El MEV como lucha de valores
Los comentarios de Aue se producen en medio de una importante reestructuración de la Fundación Ethereum. La organización eliminó 54 puestos, aproximadamente el 20% de su plantilla, el 23 de junio, como parte de una reorganización de varios meses vinculada a un mandato y una política de tesorería actualizados. El recorte se produce tras la salida de aproximadamente nueve altos cargos en los últimos seis meses, incluidos los codirectores ejecutivos Hsiao-Wei Wang y Tomasz Stańczak. Desde entonces, Aue ha asumido mayores responsabilidades supervisando la transición y las operaciones diarias.
La reestructuración ha agudizado el enfoque de la Fundación en lo que considera tareas críticas para el desarrollo a largo plazo de Ethereum. La advertencia de Aue sugiere que tratar la captura tóxica de MEV como un trabajo central del protocolo —en lugar de un problema periférico de diseño de mercado— es parte de ese mandato reducido.

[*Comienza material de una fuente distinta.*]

PR #187, opened 2016-06-16
Fixed MaterialBudget analysis ...

drasal:
* Fix to hadron efficiency plots -> due to missing beam-pipe effect
* Changed way of filling histograms -> eta generated such as it corresponds to histogram bin centers to avoid rounding error (other solution would be usage of Profile histogram)


alkemyst:
Dear Zbynek,
  thanks a lot for this pull request. Actually fixing eta co the bin centres does not correspond to what we would like. Indeed the correct way of dealing with such plots is using TProfiles from the start.

alkemyst:
(i.e. getting rid of TGraphs altogether)

PR #189, opened 2016-06-29
PLEASE CHECK : New parameters values from Ernesto for the module reso…

ghugo83:
…lution parametrization


alkemyst:
Checked and it makes sense

PR #202, opened 2016-07-18
Yet another TBPS version

alkemyst:
Plus a tiny fix: removing a debug line which was forgotten in the code


alkemyst:
Plus some indent fixing.
Checked by Stefano against regressions

PR #461, opened 2024-06-21
fix: remove token check for report

thomasrockhu-codecov:


joseph-sentry (approved):

codecov_cli/services/report/__init__.py
```diff
@@ -80,7 +80,13 @@ def create_report_results_logic(
 def send_reports_result_request(
     commit_sha, report_code, encoded_slug, service, token, enterprise_url
 ):
-    headers = get_token_header_or_fail(token)
+    tokenless = os.environ.get("TOKENLESS")
```
joseph-sentry, line 83: I don't think the endpoint here supports this

codecov_cli/services/report/__init__.py
```diff
@@ -8,7 +8,7 @@
 from codecov_cli.helpers.config import CODECOV_API_URL
 from codecov_cli.helpers.encoder import decode_slug, encode_slug
 from codecov_cli.helpers.request import (
-    get_token_header_or_fail,
+    get_token_header,
```
joseph-sentry, line 11: we should still keep get_token_header_or_fail here

joseph-sentry (changes requested):

joseph-sentry (approved):

codecov_cli/services/report/__init__.py
giovanni-guidini: Your comment is conflicting with the code

giovanni-guidini (approved):

codecov_cli/services/report/__init__.py
joseph-sentry: there was an old version of the PR where `get_token_header_or_fail` was being deleted, i meant that we should keep both

PR #464, opened 2024-06-25
🐛 Use config-set token as CLI default fallback

webknjaz:
Just like in the old days... Before this patch, the v4-related rewrite of the Codecov uploader CLI lost the ability to use the token set in the config file [[1]]. This change fixes the regression recovering the original behavior.

The bug has been discovered during the re-configuration of ``codecov/codecov-action`` in ``pytest-dev/pytest``. We use the clear-text token to improve stability of uploads in PRs from forks so it makes sense to keep it in the config rather than in the GitHub Actions CI/CD definition file.

[1]: https://docs.codecov.com/docs/codecovyml-reference#codecovtoken

### DIFF
--- a/codecov_cli/main.py
+++ b/codecov_cli/main.py
@@ -58,6 +58,8 @@ def cli(
     ctx.obj["codecov_yaml"] = load_cli_config(codecov_yml_path)
     if ctx.obj["codecov_yaml"] is None:
         logger.debug("No codecov_yaml found")
+    elif (token := ctx.obj["codecov_yaml"].get("codecov", {}).get("token")) is not None:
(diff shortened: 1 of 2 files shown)


webknjaz:
Hey @thomasrockhu-codecov, I've found another v4 regression FYI ^

joseph-sentry (approved):

webknjaz:
I was confused by these failures on `main`: https://github.com/codecov/codecov-cli/actions/runs/9686076902/job/26727674869#step:6:14. But then, I saw they existed before merging this PR as well.

webknjaz:
@joseph-sentry @thomasrockhu-codecov would you mind making a new release with this patch included?

PR #465, opened 2024-06-25
🐛 Ensure that no-token case is actually logged

webknjaz:
Prior to this patch, there was an unreachable code path that seems to have been intended for marking the case when no token is provided with the `"NOTOKEN"` string in the debug log output. However the logic behind choosing to show it contained two opposite checks. Said place in the logging utils, didn't have any coverage either.

This change updates the code to make all of its branches reachable. Moreover, it adds test cases for all the branches that remain in the implementation.


webknjaz:
FTR I noticed this unreachable path while working on #464.

webknjaz:
:crossed_fingers:

webknjaz:
😮‍💨 I'll look into it later..

PR #473, opened 2024-07-15
chore: consistent naming of upload options

giovanni-guidini:
Makes the `--report-code` of `do-upload` to also accept
`--code`. This makes it consistent with other commands.

closes codecov/feedback#380


Swatinem (dismissed):

Swatinem (approved):

.github/workflows/build_assets.yml
```diff
@@ -31,8 +31,7 @@ jobs:
           - os: ubuntu-20.04
             TARGET: ubuntu
             CMD_REQS: >
-              pip install -r requirements.txt
-              pip install .
+              pip install -r requirements.txt && pip install .
```
webknjaz, line 34: @giovanni-guidini FYI, both deps could be passed to the same `pip install` command. There's no technical reason for running it twice here.

PR #475, opened 2024-07-15
fix: accept tokenless value from branch instead of env var

joseph-sentry:
depends on: https://github.com/codecov/codecov-action/pull/1511
fixes: https://github.com/codecov/engineering-team/issues/2065

### DIFF
--- a/codecov_cli/services/commit/__init__.py
+++ b/codecov_cli/services/commit/__init__.py
@@ -53,15 +53,21 @@ def send_commit_data(
     enterprise_url,
     args,
 ):
-    # this is how the CLI receives the username of the user to whom the fork belongs
-    # to and the branch name from the action
-    tokenless = os.environ.get("TOKENLESS")
-    if tokenless:
-        headers = None  # type: ignore
-        branch = tokenless  # type: ignore
-        logger.info("The PR is happening in a forked repo. Using tokenless upload.")
+    # Old versions of the GHA use this env var instead of the regular branch
+    # argument to provide an unprotected branch name
+    if tokenless := os.environ.get("TOKENLESS"):
+        branch = tokenless
+
+    if branch and ":" in branch:
+        logger.info(f"Creating a commit for an unprotected branch: {branch}")
+    elif token is None:
+        logger.warning(
+            f"Branch `{branch}` is protected but no token was provided\nFor information on Codecov upload tokens, see https://docs.codecov.com/docs/codecov-tokens"
+        )
     else:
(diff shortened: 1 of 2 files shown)


giovanni-guidini (dismissed):

codecov_cli/services/commit/__init__.py
```diff
@@ -45,10 +45,8 @@ def send_commit_data(
...
     # this is how the CLI receives the username of the user to whom the fork belongs
     # to and the branch name from the action
-    tokenless = os.environ.get("TOKENLESS")
-    if tokenless:
+    if not token and branch and ":" in branch:
         headers = None  # type: ignore
-        branch = tokenless  # type: ignore
         logger.info("The PR is happening in a forked repo. Using tokenless upload.")
     else:
         headers = get_token_header_or_fail(token)
```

La privacidad y la neutralidad regresan a la hoja de ruta
El debate sobre el MEV se conecta directamente con la agenda de privacidad más amplia de Ethereum. Los mempools públicos hacen visibles las transacciones antes de su finalización, creando oportunidades para el front-running y la vigilancia. Una privacidad más sólida por defecto podría reducir algunas formas de MEV al tiempo que protege a los usuarios de la exposición innecesaria de su actividad financiera.
Cada posible solución conlleva sus propias ventajas y desventajas. Los mempools cifrados pueden ocultar las transacciones antes de ordenarlas, pero plantean dudas sobre la latencia y la actividad. La separación proponedor-constructor reduce la complejidad del validador, pero puede consolidar a los constructores especializados. Las listas de inclusión ayudan a limitar la censura, pero no eliminan toda la extracción.
Para los inversores y constructores, el mensaje es que la próxima fase de Ethereum no se juzgará solo por el rendimiento o las comisiones, sino por si la red puede defender a los usuarios de la extracción oculta mientras se mantiene abierta y resistente a la censura. La advertencia de Aue no implica que el MEV pueda eliminarse por completo; algunas formas de arbitraje y liquidación están estructuralmente ligadas a los mercados financieros. Pero su punto es que Ethereum debe decidir quién se beneficia de ese valor y si los usuarios pueden realizar transacciones sin ser explotados sistemáticamente.
Este artículo tiene fines meramente informativos y no constituye asesoramiento de inversión.